Stored data below:

PR #735, opened 2019-11-21
GG-25913: Print warring message if tracing feature is not enabled.

smoldachev:


modules/management-console-agent/src/main/java/org/apache/ignite/agent/ManagementConsoleProcessor.java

End of Stored data.

* _What you have to do_: Give back the material exactly as it is shown above.

* _Completed exercise_:
PR #735, opened 2019-11-21
GG-25913: Print warring message if tracing feature is not enabled.

smoldachev:


modules/management-console-agent/src/main/java/org/apache/ignite/agent/ManagementConsoleProcessor.java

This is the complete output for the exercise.